DESCRIPTION OF THE TASK:
Write out the whole listing word for word.

SUPPLIED DATA:

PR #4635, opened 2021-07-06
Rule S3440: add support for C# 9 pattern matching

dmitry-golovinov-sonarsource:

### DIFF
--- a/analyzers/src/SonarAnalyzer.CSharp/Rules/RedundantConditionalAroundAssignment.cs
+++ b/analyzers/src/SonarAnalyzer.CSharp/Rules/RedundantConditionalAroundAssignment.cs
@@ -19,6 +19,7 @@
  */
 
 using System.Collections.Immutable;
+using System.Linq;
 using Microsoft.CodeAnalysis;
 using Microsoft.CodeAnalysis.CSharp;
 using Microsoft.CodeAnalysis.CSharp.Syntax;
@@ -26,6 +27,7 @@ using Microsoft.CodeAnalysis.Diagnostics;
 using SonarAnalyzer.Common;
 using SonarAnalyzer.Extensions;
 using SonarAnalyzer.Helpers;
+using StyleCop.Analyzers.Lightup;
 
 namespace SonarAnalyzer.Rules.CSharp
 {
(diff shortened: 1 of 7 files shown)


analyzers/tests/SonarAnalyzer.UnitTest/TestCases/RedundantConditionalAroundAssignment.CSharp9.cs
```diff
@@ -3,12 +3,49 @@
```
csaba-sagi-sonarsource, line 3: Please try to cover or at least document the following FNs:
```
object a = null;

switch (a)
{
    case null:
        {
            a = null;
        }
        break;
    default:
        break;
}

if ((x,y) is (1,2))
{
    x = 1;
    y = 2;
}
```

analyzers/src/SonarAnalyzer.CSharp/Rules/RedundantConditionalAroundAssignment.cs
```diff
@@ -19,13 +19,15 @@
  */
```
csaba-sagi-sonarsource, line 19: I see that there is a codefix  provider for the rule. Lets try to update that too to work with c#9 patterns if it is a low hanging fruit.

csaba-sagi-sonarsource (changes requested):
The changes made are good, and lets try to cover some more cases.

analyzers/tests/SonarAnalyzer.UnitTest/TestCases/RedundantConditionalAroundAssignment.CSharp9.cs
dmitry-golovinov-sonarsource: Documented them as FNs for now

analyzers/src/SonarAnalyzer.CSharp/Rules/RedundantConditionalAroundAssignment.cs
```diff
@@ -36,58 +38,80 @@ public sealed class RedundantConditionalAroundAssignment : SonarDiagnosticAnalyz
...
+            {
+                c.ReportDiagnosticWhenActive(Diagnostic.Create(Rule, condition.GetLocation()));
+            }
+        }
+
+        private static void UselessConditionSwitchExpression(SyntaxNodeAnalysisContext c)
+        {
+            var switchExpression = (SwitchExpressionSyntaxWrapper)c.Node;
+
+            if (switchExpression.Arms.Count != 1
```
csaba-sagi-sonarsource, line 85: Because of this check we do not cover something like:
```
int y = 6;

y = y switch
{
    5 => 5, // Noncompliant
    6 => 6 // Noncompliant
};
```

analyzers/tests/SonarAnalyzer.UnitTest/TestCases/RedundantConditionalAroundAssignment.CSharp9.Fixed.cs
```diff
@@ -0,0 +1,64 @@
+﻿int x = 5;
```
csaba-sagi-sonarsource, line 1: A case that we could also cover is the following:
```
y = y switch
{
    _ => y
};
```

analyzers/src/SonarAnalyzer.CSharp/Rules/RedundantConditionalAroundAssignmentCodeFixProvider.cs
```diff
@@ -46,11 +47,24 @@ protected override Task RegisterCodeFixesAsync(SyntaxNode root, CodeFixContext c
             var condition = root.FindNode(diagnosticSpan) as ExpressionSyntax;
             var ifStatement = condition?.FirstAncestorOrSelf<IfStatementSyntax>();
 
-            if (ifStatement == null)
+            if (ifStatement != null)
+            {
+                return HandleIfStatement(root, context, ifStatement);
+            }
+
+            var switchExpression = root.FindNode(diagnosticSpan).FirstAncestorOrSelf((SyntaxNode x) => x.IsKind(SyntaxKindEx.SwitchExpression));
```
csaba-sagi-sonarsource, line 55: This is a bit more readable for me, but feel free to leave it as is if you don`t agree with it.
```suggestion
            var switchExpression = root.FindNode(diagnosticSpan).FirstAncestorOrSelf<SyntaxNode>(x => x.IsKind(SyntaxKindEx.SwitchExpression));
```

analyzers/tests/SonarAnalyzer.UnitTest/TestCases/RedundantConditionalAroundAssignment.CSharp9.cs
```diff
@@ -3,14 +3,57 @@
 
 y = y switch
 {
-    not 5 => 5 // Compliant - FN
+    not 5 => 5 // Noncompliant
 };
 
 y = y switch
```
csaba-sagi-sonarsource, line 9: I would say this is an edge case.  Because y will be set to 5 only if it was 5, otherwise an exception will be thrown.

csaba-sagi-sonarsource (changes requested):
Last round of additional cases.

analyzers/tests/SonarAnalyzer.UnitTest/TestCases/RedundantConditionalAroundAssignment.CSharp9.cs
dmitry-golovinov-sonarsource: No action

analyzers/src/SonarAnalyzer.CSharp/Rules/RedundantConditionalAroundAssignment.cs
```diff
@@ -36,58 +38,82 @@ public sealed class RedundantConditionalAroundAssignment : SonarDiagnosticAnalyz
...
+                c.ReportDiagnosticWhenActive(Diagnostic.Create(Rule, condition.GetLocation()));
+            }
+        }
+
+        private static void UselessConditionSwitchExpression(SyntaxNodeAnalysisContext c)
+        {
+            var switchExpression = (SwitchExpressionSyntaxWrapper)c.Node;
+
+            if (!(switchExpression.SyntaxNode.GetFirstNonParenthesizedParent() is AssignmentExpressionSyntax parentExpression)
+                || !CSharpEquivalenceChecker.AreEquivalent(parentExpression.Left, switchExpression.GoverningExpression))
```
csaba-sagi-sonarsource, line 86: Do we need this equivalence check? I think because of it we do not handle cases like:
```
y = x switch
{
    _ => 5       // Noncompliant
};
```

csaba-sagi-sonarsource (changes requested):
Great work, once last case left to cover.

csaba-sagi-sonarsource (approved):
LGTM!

RESPONSE AREA:
PR #4635, opened 2021-07-06
Rule S3440: add support for C# 9 pattern matching

dmitry-golovinov-sonarsource:

### DIFF
--- a/analyzers/src/SonarAnalyzer.CSharp/Rules/RedundantConditionalAroundAssignment.cs
+++ b/analyzers/src/SonarAnalyzer.CSharp/Rules/RedundantConditionalAroundAssignment.cs
@@ -19,6 +19,7 @@
  */
 
 using System.Collections.Immutable;
+using System.Linq;
 using Microsoft.CodeAnalysis;
 using Microsoft.CodeAnalysis.CSharp;
 using Microsoft.CodeAnalysis.CSharp.Syntax;
@@ -26,6 +27,7 @@ using Microsoft.CodeAnalysis.Diagnostics;
 using SonarAnalyzer.Common;
 using SonarAnalyzer.Extensions;
 using SonarAnalyzer.Helpers;
+using StyleCop.Analyzers.Lightup;
 
 namespace SonarAnalyzer.Rules.CSharp
 {
(diff shortened: 1 of 7 files shown)


analyzers/tests/SonarAnalyzer.UnitTest/TestCases/RedundantConditionalAroundAssignment.CSharp9.cs
```diff
@@ -3,12 +3,49 @@
```
csaba-sagi-sonarsource, line 3: Please try to cover or at least document the following FNs:
```
object a = null;

switch (a)
{
    case null:
        {
            a = null;
        }
        break;
    default:
        break;
}

if ((x,y) is (1,2))
{
    x = 1;
    y = 2;
}
```

analyzers/src/SonarAnalyzer.CSharp/Rules/RedundantConditionalAroundAssignment.cs
```diff
@@ -19,13 +19,15 @@
  */
```
csaba-sagi-sonarsource, line 19: I see that there is a codefix  provider for the rule. Lets try to update that too to work with c#9 patterns if it is a low hanging fruit.

csaba-sagi-sonarsource (changes requested):
The changes made are good, and lets try to cover some more cases.

analyzers/tests/SonarAnalyzer.UnitTest/TestCases/RedundantConditionalAroundAssignment.CSharp9.cs
dmitry-golovinov-sonarsource: Documented them as FNs for now

analyzers/src/SonarAnalyzer.CSharp/Rules/RedundantConditionalAroundAssignment.cs
```diff
@@ -36,58 +38,80 @@ public sealed class RedundantConditionalAroundAssignment : SonarDiagnosticAnalyz
...
+            {
+                c.ReportDiagnosticWhenActive(Diagnostic.Create(Rule, condition.GetLocation()));
+            }
+        }
+
+        private static void UselessConditionSwitchExpression(SyntaxNodeAnalysisContext c)
+        {
+            var switchExpression = (SwitchExpressionSyntaxWrapper)c.Node;
+
+            if (switchExpression.Arms.Count != 1
```
csaba-sagi-sonarsource, line 85: Because of this check we do not cover something like:
```
int y = 6;

y = y switch
{
    5 => 5, // Noncompliant
    6 => 6 // Noncompliant
};
```

analyzers/tests/SonarAnalyzer.UnitTest/TestCases/RedundantConditionalAroundAssignment.CSharp9.Fixed.cs
```diff
@@ -0,0 +1,64 @@
+﻿int x = 5;
```
csaba-sagi-sonarsource, line 1: A case that we could also cover is the following:
```
y = y switch
{
    _ => y
};
```

analyzers/src/SonarAnalyzer.CSharp/Rules/RedundantConditionalAroundAssignmentCodeFixProvider.cs
```diff
@@ -46,11 +47,24 @@ protected override Task RegisterCodeFixesAsync(SyntaxNode root, CodeFixContext c
             var condition = root.FindNode(diagnosticSpan) as ExpressionSyntax;
             var ifStatement = condition?.FirstAncestorOrSelf<IfStatementSyntax>();
 
-            if (ifStatement == null)
+            if (ifStatement != null)
+            {
+                return HandleIfStatement(root, context, ifStatement);
+            }
+
+            var switchExpression = root.FindNode(diagnosticSpan).FirstAncestorOrSelf((SyntaxNode x) => x.IsKind(SyntaxKindEx.SwitchExpression));
```
csaba-sagi-sonarsource, line 55: This is a bit more readable for me, but feel free to leave it as is if you don`t agree with it.
```suggestion
            var switchExpression = root.FindNode(diagnosticSpan).FirstAncestorOrSelf<SyntaxNode>(x => x.IsKind(SyntaxKindEx.SwitchExpression));
```

analyzers/tests/SonarAnalyzer.UnitTest/TestCases/RedundantConditionalAroundAssignment.CSharp9.cs
```diff
@@ -3,14 +3,57 @@
 
 y = y switch
 {
-    not 5 => 5 // Compliant - FN
+    not 5 => 5 // Noncompliant
 };
 
 y = y switch
```
csaba-sagi-sonarsource, line 9: I would say this is an edge case.  Because y will be set to 5 only if it was 5, otherwise an exception will be thrown.

csaba-sagi-sonarsource (changes requested):
Last round of additional cases.

analyzers/tests/SonarAnalyzer.UnitTest/TestCases/RedundantConditionalAroundAssignment.CSharp9.cs
dmitry-golovinov-sonarsource: No action

analyzers/src/SonarAnalyzer.CSharp/Rules/RedundantConditionalAroundAssignment.cs
```diff
@@ -36,58 +38,82 @@ public sealed class RedundantConditionalAroundAssignment : SonarDiagnosticAnalyz
...
+                c.ReportDiagnosticWhenActive(Diagnostic.Create(Rule, condition.GetLocation()));
+            }
+        }
+
+        private static void UselessConditionSwitchExpression(SyntaxNodeAnalysisContext c)
+        {
+            var switchExpression = (SwitchExpressionSyntaxWrapper)c.Node;
+
+            if (!(switchExpression.SyntaxNode.GetFirstNonParenthesizedParent() is AssignmentExpressionSyntax parentExpression)
+                || !CSharpEquivalenceChecker.AreEquivalent(parentExpression.Left, switchExpression.GoverningExpression))
```
csaba-sagi-sonarsource, line 86: Do we need this equivalence check? I think because of it we do not handle cases like:
```
y = x switch
{
    _ => 5       // Noncompliant
};
```

csaba-sagi-sonarsource (changes requested):
Great work, once last case left to cover.

csaba-sagi-sonarsource (approved):
LGTM!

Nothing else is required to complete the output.